GSoC 1: Describing the project: Adding spatial partitioning to Dask-GeoPandas
June 20, 2021 GSoc Dask-GeoPandas Spatial partitioning
About the project
Earlier this year I was accepted onto the Google Summer of Code 2021 to create a GeoPandas-Dask bridge to scale geospatial analysis, supported by numfocus.org. This 10 week program gives me the opportunity to develop software skills with some of the key GeoPandas developers.
Dask-GeoPandas is a relatively immature project, which aims to overcome the scalability limitation of using GeoPandas by using Dask as a bridge. GeoPandas is the most popular Python project for handling geographic problems and data but computation must be done in-memory.
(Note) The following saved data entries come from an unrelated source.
PR #1152, opened 2021-04-12
bsc#1184131: use /etc/login.defs for shadow configuration

imobachgs:
Back in 2019, we added support to read/write the shadow configuration from `/usr/etc` and `/etc` (see [bsc#1155735](https://bugzilla.suse.com/show_bug.cgi?id=1155735#c2)) for further details. This change was wrongly included in SLE 15 SP2 (and Leap 15.2): the shadow package included in that version only reads the settings from `/etc/login.defs`.

This PR partially reverts those changes, so YaST will only take `/etc/login.defs` into account.

* Replace `CFA::ShadowConfig` with `CFA::LoginDefs` in the `ShadowConfig` moduile (used by `yast2-users`).
* Drop `CFA::ShadowConfig`. It is only used in yast2-security. See https://github.com/yast/yast-security/pull/108.

Fixes [bsc#1184131](https://bugzilla.suse.com/show_bug.cgi?id=1184131).


library/general/src/modules/ShadowConfig.rb
```diff
@@ -18,13 +18,14 @@
 # find current contact information at www.suse.com.
 
 require "yast"
-require "cfa/shadow_config"
+require "cfa/login_defs"
 
 module Yast
   # This class allows to access the API to handle login.defs attributes from Perl
   #
+  # In SLE 15 SP2, it relies on CFA::LoginDefs instead of CFA::ShadowConfig like later versions.
```
lslezak, line 26: The `CFA::ShadowConfig` is still  used in SP1  and GA, ritght? So the correct wording should be
```suggestion
  # In SLE 15 SP2, it relies on CFA::LoginDefs instead of CFA::ShadowConfig like in the earlier releases (SP1, GA)
```
I'd make it more clean.

package/yast2.changes
```diff
@@ -1,3 +1,10 @@
+-------------------------------------------------------------------
+Mon Apr 12 15:12:41 UTC 2021 - Imobach Gonzalez Sosa <igonzalezsosa@suse.com>
+
+- The ShadowConfig module only considers the /etc/login.defs
+  file (bsc#1184131).
```
lslezak, line 5: It describes only half of the problem, I'd add more details:
```suggestion
  file (do not use unsupported /etc/login.defs.d/) (bsc#1184131).
```

library/general/src/modules/ShadowConfig.rb
lslezak: Ah, it seems I got it wrong, this looks correct, ignore this comment.

lslezak (approved):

Dask is an open source Python library that enables working with arbitrarily large datasets and dramatically increases the speed of computation. Dask provides a familiar API to the Pydata stack (Pandas, Scikit-Learn, Numpy) and overcomes the scalability problem of these tools - which were not designed to be scalable for datasets that are larger than memory. This is achieved by partitioning large datasets into smaller chunks and applying a function to a subset of the dataset.
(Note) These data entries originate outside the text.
PR #1156, opened 2021-04-15
Add a basic set of classes to register and present errors

imobachgs:
This PR is a follow-up of the discussion in https://github.com/yast/yast-network/pull/1204. It adds a set of simple classes to register and report errors. This API looks pretty much the same, but there are some internal differences.

**It is still a WIP, but feedback is welcome!**

The only noticeable change when it comes to the API is the concept of "location", which represents where the error was detected (a configuration file, an element of the AutoYaST profile, etc.).  At this point, it is just a string, but the plan is to have a better representation so you can easily group errors by location when presenting them to the user. However, the location is not mandatory.

<details>
<summary>Error Reporting in the Network Module</summary>

error-reporting
</details>

<details>
<summary>Error Reporting in the Network Module (multiple errors)</summary>

error-reporting
</details>

<details>
<summary>Code Example: Adding Issues</summary>

```ruby
require "yast"
require "yast2/issues"

issues = Yast2::Issues::List.new
# adding a generic issue
issues << Yast2::Issues::Issue.new("something went wrong", severity: :fatal) # a generic error
# adding a more specific issue
issues << Yast2::Issues::InvalidValue(
  "magic", fallback: "auto", location: "file:/etc/sysconfig/network/ifcfg-eth0:BOOTPROTO"
)

puts Yast2::Issues::Presenter.new(errors).to_plain
```
</details>

### This PR

- [x] Decide about a proper name. *Error* seems related to *exceptions* (*problem*, *issue*, ...)
- [x] Split the `errors.rb` into different files. Move them to `yast2`?
- [x] Add a mechanism to identify better the source of the error (the `ifcfg-eth0` file in this case).
- [x] Should `MissingValue` and `InvalidValue` be merged into a single class?
- [x] Provide a widget to display errors (?)
- [x] Add tests and documentation.
- [ ] Is OK to generate the message when building the object?
- [x] Move to `Y2Issues` (?)

### Near future

- [ ] Adapt `AutoinstIssues` to use this new mechanism.


library/general/src/lib/yast2/issues/invalid_value.rb
```diff
@@ -0,0 +1,42 @@
...
+require "yast"
+require "yast2/issues/issue"
+
+module Yast2
+  module Issues
+    # Represents a situation where an invalid value was given
+    class InvalidValue < Issue
+      # @param location [URI, String] Error location ("file:/etc/sysconfig/ifcfg-eth0:BOOTPROTO")
+      # @param value [#to_s] Invalid value
+      # @param fallback [#to_s] Value to use instead of the invalid one
```
jreidinger, line 31: severity not documented

library/general/src/lib/yast2/issues/issue.rb
```diff
@@ -0,0 +1,60 @@
...
+      include Yast::I18n
+
+      # @return [String,nil] Where the error is located.
+      attr_reader :location
+      # @return [String] Error message
+      attr_reader :message
+      # @return [Symbol] Error severity (:warn, :fatal)
+      attr_reader :severity
+
+      # @param [URI,String,nil] Where the error is located. Use a URI or
```
jreidinger, line 50: invalid yardoc, which param is described?

jreidinger:
in general I do not like much that so much nesting even for basic use case like in your example. What about Y2Issues namespace instead of Yast2::Issues ?
Regarding that widget, maybe I prefer popup class that is premate to be used, but of course it should be able to use directly presenter and prepared dialog only if user explicitly want to show it.

imobachgs:
> in general I do not like much that so much nesting even for basic use case like in your example. What about Y2Issues namespace instead of Yast2::Issues ?

I considered these classes to be "utility classes", and for that reason, I decided to put them there. However, I am fine with moving them to `Y2Issues`.

> Regarding that widget, maybe I prefer popup class that is premate to be used, but of course it should be able to use directly presenter and prepared dialog only if user explicitly want to show it.

Yes, the idea is to offer something ready to be used and, if you want something different, you have the pieces to build it for your use case.

library/general/src/lib/y2issues.rb
```diff
@@ -0,0 +1,48 @@
...
+# * A class to collect errors ({Y2Issues::List}).
+# * A presenter to help when presenting the issues to the user ({Y2Issues::Presenter}).
+#
+# @example Registering an error
+#   list = Y2Issues::List.new
+#   list << Y2Issues::Issue.new("Could not read network configuration", severity: :fatal)
+module Y2Issues
+  # Reports the errors to the user
+  #
+  # @see Y2Issues::Reporter
```
jreidinger, line 35: I would here at least document params and report output.

library/general/src/lib/y2issues/issue.rb
```diff
@@ -0,0 +1,66 @@
...
+    attr_reader :location
+    # @return [String] Error message
+    attr_reader :message
+    # @return [Symbol] Error severity (:warn, :error)
+    attr_reader :severity
+
+    # @param message [String] User-oriented message describing the problem
+    # @param location [URI,String,nil] Where the error is located. Use a URI or
+    #   a string to represent the error location. Use 'nil' if it
+    #   does not exist an specific location.
```
jreidinger, line 51: I would write `Use 'nil' if there are no specific location.'

library/general/src/lib/y2issues/issue.rb
```diff
@@ -0,0 +1,66 @@
...
+    # @param severity [Symbol] warning (:warn) or error (:error)
```
jreidinger, line 52: To be honest I more like that fatal as it is clear that it is kind of issue that cannot be continue or ignored.

library/general/src/lib/y2issues/location.rb
```diff
@@ -0,0 +1,84 @@
...
+    #   location.path #=> "partitioning,1,partition,0"
+    #   location.id   #=> "filesystem_type"
+    #
+    # @example File reference
+    #   location = Location.parse("file:/etc/sysconfig/network/ifcfg-eth0:BOOTPROTO")
+    #   location.type #=> "file"
+    #   location.path #=> "/etc/sysconfig/network/ifcfg-eth0"
+    #   location.id   #=> "BOOTPROTO"
+    #
+    # @param str [String] Path specification
```
jreidinger, line 58: where is this path specification defined? I kind of expect also method that given location to that path specificion, but hard to know as I do not know what is use case of it.

library/general/src/lib/y2issues/presenter.rb
```diff
@@ -0,0 +1,125 @@
...
+        all_issues << "#{path}:#{messages}"
+      end
+
+      Yast::HTML.List(all_issues)
+    end
+
+    # Return issues grouped by location where they were found
+    #
+    # @return [Hash<(#parent,#section_name),Installation::AutoinstIssues::Issue>]
+    #         Issues grouped by AutoYaST profile section
```
jreidinger, line 112: probably not only by autoyast one, not?

library/general/src/lib/y2issues/presenter.rb
```diff
@@ -0,0 +1,125 @@
...
+    def issues_by_location(issues)
+      issues.each_with_object({}) do |issue, all|
+        group = if issue.location
+          "#{issue.location.type}:#{issue.location.path}"
```
jreidinger, line 116: why not ID? I expect that this kind of string output is part of location itself.

library/general/src/lib/y2issues/presenter.rb
imobachgs: Ouch, copy&paste problem (the presenter is pretty much the same as [AutoinstIssues::IssuePresenter](https://github.com/yast/yast-yast2/blob/4f0560a55f0b4ece41ed50063fd7baf00cd8eedc/library/general/src/lib/installation/autoinst_issues/issues_presenter.rb).

library/general/src/lib/y2issues/presenter.rb
imobachgs: Because we use `type + path` to group errors. For instance, let's consider that we have errors:

* Error 1: `file:/etc/sysconfig/network/ifcfg-eth0:BOOTPROTO`
* Error 2: `file:/etc/sysconfig/network/ifcfg-eth0:STARTMODE`
* Error 3: `file:/etc/sysconfig/network/ifcfg-eth1:BOOTPROTO` (not it is in a different file).

Then, the presenters will group *eth0* and *eth1* errors. See [this example](https://user-images.githubusercontent.com/15836/115024267-c23e5200-9eb7-11eb-9b97-d580dfe43359.png).

jreidinger: then I expect that issue has method `group` that can be called there. In general I do not like this string manipulation from other class.

jreidinger:
In general I like it, just few final notes :)

library/general/src/lib/y2issues/location.rb
```diff
@@ -0,0 +1,92 @@
...
+    #   location.id   #=> "filesystem_type"
+    #
+    # @example File reference
+    #   location = Location.parse("file:/etc/sysconfig/network/ifcfg-eth0:BOOTPROTO")
+    #   location.type #=> "file"
+    #   location.path #=> "/etc/sysconfig/network/ifcfg-eth0"
+    #   location.id   #=> "BOOTPROTO"
+    #
+    # @param str [String] String representing the path
+    # @return [Location]
```
jreidinger, line 59: I would add here cross reference to `#to_s`.

library/general/src/lib/y2issues/presenter.rb
imobachgs: Initially, I had a method `#group`, but how the things are grouped (or not) are decided by the presenter. So I decided to keep this logic in the presenter.

jreidinger (approved):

As noted in the previous blog post, the key challenge of partitioning spatial data is that it is multi-dimensional, which requires a different approach to one-dimensional data. Dask-GeoPandas currently repartitions datasets using an element-wise operation, which means that every possible candidate in the spatial query must be evaluated. Spatially partitioning the data is a great improvement for Dask-GeoPandas for both IO and applying spatial operations. By only considering potential candidates that spatially overlap one another, in terms of their spatial partition, this reduces the time-complexity considerably.
Spatial partitioning in Python isn’t new, and is something that SpatialPandas has already implemented. The next blogpost will cover what spatial partitioning is, and I will then cover common techniques.